PR #2805, opened 2025-02-13
feat: simplify host validation & add IPv6 support

nicolearagao:
Refactored `validate_ipaddr_list` to streamline host validation by breaking down logic into smaller methods, improving readability and maintainability while preserving functionality.

- Replaced regex-based CIDR and IP validation with Python's built-in `ipaddress` library for more accurate and reliable checks
- Normalized Ansible ranges using Ansible's private function `expand_hostname_range()`, reducing complexity
- Improved FQDN validation for hostnames by leveraging the `FQDN` library

By relying on well-tested libraries instead of custom regex patterns, this change enhances correctness and ensures better long-term maintainability.

Relates to JIRA: DISCOVERY-394


quipucords/tests/api/source/test_source.py
```diff
@@ -2090,13 +2091,8 @@ def test_create_invalid_hosts(self, client_logged_in, net_cred):
         """Test invalid host patterns."""
         hosts = [
             "192.1..2",
-            "192.01.5.10",
             "192.1.5.1/",
```
nicolearagao, line 2094: Some hosts that were considered invalid in the previous implementation are now technically valid. Even if they are not valid IPs, they might be considered valid according to the FQDN hostname validation rules.

quipucords/tests/api/source/test_source.py
```diff
@@ -1250,7 +1251,7 @@ def test_negative_create_non_network_with_excluded_hosts(
     @pytest.mark.parametrize(
         "source_type", (ds for ds in DataSources if ds != DataSources.NETWORK)
     )
-    @pytest.mark.parametrize("hosts_range", ("1.2.3.4/5", "1.2.3.[0:255]"))
+    @pytest.mark.parametrize("hosts_range", ("1.2.3.4/30", "1.2.3.[0:255]"))
```
nicolearagao, line 1254: The CIDR range "1.2.3.4/30" was causing these tests to time out. In the previous implementation, we converted CIDR ranges to Ansible ranges, but now we expand both. The given range includes 8,388,608 IP addresses, so I replaced it with a smaller one. As a team, we agreed to address potential performance issues caused by CIDR expansion in a separate story. Given this, I considered the change acceptable, as it does not impact the test’s evaluation.

quipucords/api/source/serializer.py
```diff
@@ -273,228 +276,130 @@ def validate_name(name):
...
                 )
-        if not host_errors:
-            return normalized_hosts
-        error_message = [error.detail.pop() for error in host_errors]
-        raise ValidationError(error_message)
+            except ValidationError as error:
+                host_errors.append(error)
+
+        if host_errors:
+            error_message = [msg for error in host_errors for msg in error.detail]
```
nicolearagao, line 310: I'm not entirely satisfied with how the UI displays invalid hosts and their corresponding messages. While it's not a regression—since the previous implementation handled it in a similar way—I see room for improvement. Initially, I attempted to adjust this on the server side to control the display format, but that approach resulted in concatenating multiple invalid hosts into a single long string. I believe this change should instead be handled on the client side.

Example with two invalid hosts:
Screenshot from 2025-03-06 11-53-33

infinitewarp: I think this example output is fine. Yes it is ugly and difficult to read, but it is no worse than most other current UI error messages. IMO, _all_ the UI error handling needs major attention, but that is outside of our scope here.

lockfiles/requirements-build.txt
```diff
@@ -1,5 +1,5 @@
 #
-# This file is autogenerated by pip-compile with Python 3.13
+# This file is autogenerated by pip-compile with Python 3.12
```
infinitewarp, line 2: You may want to check and rebuild your local dev environment since it looks like your poetry may be using the older Python version.

infinitewarp: That being said, I believe 3.12 technically should still work, but I think the rest of us have moved to 3.13, and we started explicitly changing support for 3.13 a couple months ago (https://github.com/quipucords/quipucords/pull/2769).

bruno-fs: one could say this is a good moment to install uv and then...

```
uv python install 3.13 && uv python pin 3.13
uv tool install 'poetry<2'
poetry env remove --all && poetry env use $(uv python find) && poetry install
```

😉

quipucords/api/source/serializer.py
bruno-fs: definitely should be handled on client side, but I wouldn't sweat on "fixing" if we keep using the toast. The proper fix should be done in the context of the proper error handling in forms, rendering inline errors as PF documentation suggests:

https://v5-archive.patternfly.org/components/forms/form#invalid-with-form-alert

image

the "alert" should be mapped to `non_field_errors`, while each form element should be mapped to its respective error.

bruno-fs (approved):
LGTM, but please don't forget to use a new venv with python 3.13 and run make lock-requirements

quipucords/api/source/serializer.py
bruno-fs: added a link to above comment to DISCOVERY-874

quipucords/api/source/serializer.py
```diff
@@ -273,228 +276,130 @@ def validate_name(name):
         return name
 
     @staticmethod
-    def validate_ipaddr_list(hosts):  # noqa: PLR0912, PLR0915, C901
-        """Make sure the hosts list is present and has valid IP addresses."""
-        ipaddr_list = hosts
-        if isinstance(ipaddr_list, list):
-            ipaddr_list = [item for item in ipaddr_list if item]
+    def validate_ipaddr_list(hosts):
```
infinitewarp, line 279: This is maybe a minor nitpick, but to make this more readable, I would rename this function to `validate_addresses` because the current title implies that only IP addresses are allowed or expected, and the `_list` suffix is redundant with a plural name. If you want to be extra clear to the reader, we could add type hints like:

```suggestion
    def validate_addresses(addresses: list) -> list:
```

…and I would rename `hosts` (and related variables like `normalized_hosts`) to something like `addresses` (and `normalized_addresses`) since the original name may also be slightly confusing or _contradict_ the original function name. Thinking as a naive reader might: "Are these IP addresses? Or hostnames? Or actual hosts (systems)? Or both or neither?"

quipucords/api/source/serializer.py
```diff
@@ -273,228 +276,130 @@ def validate_name(name):
...
+        Validate a list of IP addresses, CIDRs, hostnames, and Ansible ranges.
 
-        if not isinstance(ipaddr_list, list):
+        Returns a list of normalized hosts if valid, otherwise raises ValidationError.
+        """
+        # Initial List Processing
+        if not isinstance(hosts, list):
             raise ValidationError(_(messages.SOURCE_HOST_MUST_BE_JSON_ARRAY))
 
+        ipaddr_list = [host for host in hosts if host]
```
infinitewarp, line 289: It looks like `ipaddr_list` is never used again after we use this line to filter out falsy values. I would simply reuse the original input variable name instead of creating a new one:

```suggestion
        hosts = [host for host in hosts if host]
```

or if you accept my earlier suggestion about renaming the function and its input variable name:

```suggestion
        addresses = [address for address in addresses if address]
```

(plus all the references below)

quipucords/api/source/serializer.py
infinitewarp: I do realize that a lot of legacy code here and outside here uses the word "host", which I'm not terribly fond of, and I also realize there is some subjective judgment here. Part of my thought process is that we should clean up the language while we are in the neighborhood, especially if renaming things might make them more immediately comprehensible for future readers (or future us), because we likely will not touch the code in this area for a long time after this PR completes.

infinitewarp (approved):
Overall, I love this change! The code and logical flow is _much_ simpler and easier to understand than the old version, and the many varied parametrize'd unit tests appear to have excellent coverage. ❤️ 

I am giving this PR my initial approval because it's already so much better than came before it, but I did post a few inline nitpick comments below. I suggested some improved naming/working changes while we are touching this code, but they are admittedly subjective and open for discussion or even rejection if I am the only one who feels this way.

quipucords/api/source/serializer.py
nicolearagao: Agreed! My intention wasn’t to propose a quick fix but to highlight a concern that needs to be properly addressed. Hopefully, soon.

lockfiles/requirements-build.txt
nicolearagao: Definetely!

nicolearagao: @bruno-fs so fast 😮

bruno-fs: >so fast

image

infinitewarp (approved):
This PR just gets better every time I look at it. Have another approval! 😀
○ ○ ○ ○
→ PROBLEM DETAILS
Retype the material precisely, leaving out no line.

→ THE ANSWER
PR #2805, opened 2025-02-13
feat: simplify host validation & add IPv6 support

nicolearagao:
Refactored `validate_ipaddr_list` to streamline host validation by breaking down logic into smaller methods, improving readability and maintainability while preserving functionality.

- Replaced regex-based CIDR and IP validation with Python's built-in `ipaddress` library for more accurate and reliable checks
- Normalized Ansible ranges using Ansible's private function `expand_hostname_range()`, reducing complexity
- Improved FQDN validation for hostnames by leveraging the `FQDN` library

By relying on well-tested libraries instead of custom regex patterns, this change enhances correctness and ensures better long-term maintainability.

Relates to JIRA: DISCOVERY-394


quipucords/tests/api/source/test_source.py
```diff
@@ -2090,13 +2091,8 @@ def test_create_invalid_hosts(self, client_logged_in, net_cred):
         """Test invalid host patterns."""
         hosts = [
             "192.1..2",
-            "192.01.5.10",
             "192.1.5.1/",
```
nicolearagao, line 2094: Some hosts that were considered invalid in the previous implementation are now technically valid. Even if they are not valid IPs, they might be considered valid according to the FQDN hostname validation rules.

quipucords/tests/api/source/test_source.py
```diff
@@ -1250,7 +1251,7 @@ def test_negative_create_non_network_with_excluded_hosts(
     @pytest.mark.parametrize(
         "source_type", (ds for ds in DataSources if ds != DataSources.NETWORK)
     )
-    @pytest.mark.parametrize("hosts_range", ("1.2.3.4/5", "1.2.3.[0:255]"))
+    @pytest.mark.parametrize("hosts_range", ("1.2.3.4/30", "1.2.3.[0:255]"))
```
nicolearagao, line 1254: The CIDR range "1.2.3.4/30" was causing these tests to time out. In the previous implementation, we converted CIDR ranges to Ansible ranges, but now we expand both. The given range includes 8,388,608 IP addresses, so I replaced it with a smaller one. As a team, we agreed to address potential performance issues caused by CIDR expansion in a separate story. Given this, I considered the change acceptable, as it does not impact the test’s evaluation.

quipucords/api/source/serializer.py
```diff
@@ -273,228 +276,130 @@ def validate_name(name):
...
                 )
-        if not host_errors:
-            return normalized_hosts
-        error_message = [error.detail.pop() for error in host_errors]
-        raise ValidationError(error_message)
+            except ValidationError as error:
+                host_errors.append(error)
+
+        if host_errors:
+            error_message = [msg for error in host_errors for msg in error.detail]
```
nicolearagao, line 310: I'm not entirely satisfied with how the UI displays invalid hosts and their corresponding messages. While it's not a regression—since the previous implementation handled it in a similar way—I see room for improvement. Initially, I attempted to adjust this on the server side to control the display format, but that approach resulted in concatenating multiple invalid hosts into a single long string. I believe this change should instead be handled on the client side.

Example with two invalid hosts:
Screenshot from 2025-03-06 11-53-33

infinitewarp: I think this example output is fine. Yes it is ugly and difficult to read, but it is no worse than most other current UI error messages. IMO, _all_ the UI error handling needs major attention, but that is outside of our scope here.

lockfiles/requirements-build.txt
```diff
@@ -1,5 +1,5 @@
 #
-# This file is autogenerated by pip-compile with Python 3.13
+# This file is autogenerated by pip-compile with Python 3.12
```
infinitewarp, line 2: You may want to check and rebuild your local dev environment since it looks like your poetry may be using the older Python version.

infinitewarp: That being said, I believe 3.12 technically should still work, but I think the rest of us have moved to 3.13, and we started explicitly changing support for 3.13 a couple months ago (https://github.com/quipucords/quipucords/pull/2769).

bruno-fs: one could say this is a good moment to install uv and then...

```
uv python install 3.13 && uv python pin 3.13
uv tool install 'poetry<2'
poetry env remove --all && poetry env use $(uv python find) && poetry install
```

😉

quipucords/api/source/serializer.py
bruno-fs: definitely should be handled on client side, but I wouldn't sweat on "fixing" if we keep using the toast. The proper fix should be done in the context of the proper error handling in forms, rendering inline errors as PF documentation suggests:

https://v5-archive.patternfly.org/components/forms/form#invalid-with-form-alert

image

the "alert" should be mapped to `non_field_errors`, while each form element should be mapped to its respective error.

bruno-fs (approved):
LGTM, but please don't forget to use a new venv with python 3.13 and run make lock-requirements

quipucords/api/source/serializer.py
bruno-fs: added a link to above comment to DISCOVERY-874

quipucords/api/source/serializer.py
```diff
@@ -273,228 +276,130 @@ def validate_name(name):
         return name
 
     @staticmethod
-    def validate_ipaddr_list(hosts):  # noqa: PLR0912, PLR0915, C901
-        """Make sure the hosts list is present and has valid IP addresses."""
-        ipaddr_list = hosts
-        if isinstance(ipaddr_list, list):
-            ipaddr_list = [item for item in ipaddr_list if item]
+    def validate_ipaddr_list(hosts):
```
infinitewarp, line 279: This is maybe a minor nitpick, but to make this more readable, I would rename this function to `validate_addresses` because the current title implies that only IP addresses are allowed or expected, and the `_list` suffix is redundant with a plural name. If you want to be extra clear to the reader, we could add type hints like:

```suggestion
    def validate_addresses(addresses: list) -> list:
```

…and I would rename `hosts` (and related variables like `normalized_hosts`) to something like `addresses` (and `normalized_addresses`) since the original name may also be slightly confusing or _contradict_ the original function name. Thinking as a naive reader might: "Are these IP addresses? Or hostnames? Or actual hosts (systems)? Or both or neither?"

quipucords/api/source/serializer.py
```diff
@@ -273,228 +276,130 @@ def validate_name(name):
...
+        Validate a list of IP addresses, CIDRs, hostnames, and Ansible ranges.
 
-        if not isinstance(ipaddr_list, list):
+        Returns a list of normalized hosts if valid, otherwise raises ValidationError.
+        """
+        # Initial List Processing
+        if not isinstance(hosts, list):
             raise ValidationError(_(messages.SOURCE_HOST_MUST_BE_JSON_ARRAY))
 
+        ipaddr_list = [host for host in hosts if host]
```
infinitewarp, line 289: It looks like `ipaddr_list` is never used again after we use this line to filter out falsy values. I would simply reuse the original input variable name instead of creating a new one:

```suggestion
        hosts = [host for host in hosts if host]
```

or if you accept my earlier suggestion about renaming the function and its input variable name:

```suggestion
        addresses = [address for address in addresses if address]
```

(plus all the references below)

quipucords/api/source/serializer.py
infinitewarp: I do realize that a lot of legacy code here and outside here uses the word "host", which I'm not terribly fond of, and I also realize there is some subjective judgment here. Part of my thought process is that we should clean up the language while we are in the neighborhood, especially if renaming things might make them more immediately comprehensible for future readers (or future us), because we likely will not touch the code in this area for a long time after this PR completes.

infinitewarp (approved):
Overall, I love this change! The code and logical flow is _much_ simpler and easier to understand than the old version, and the many varied parametrize'd unit tests appear to have excellent coverage. ❤️ 

I am giving this PR my initial approval because it's already so much better than came before it, but I did post a few inline nitpick comments below. I suggested some improved naming/working changes while we are touching this code, but they are admittedly subjective and open for discussion or even rejection if I am the only one who feels this way.

quipucords/api/source/serializer.py
nicolearagao: Agreed! My intention wasn’t to propose a quick fix but to highlight a concern that needs to be properly addressed. Hopefully, soon.

lockfiles/requirements-build.txt
nicolearagao: Definetely!

nicolearagao: @bruno-fs so fast 😮

bruno-fs: >so fast

image

infinitewarp (approved):
This PR just gets better every time I look at it. Have another approval! 😀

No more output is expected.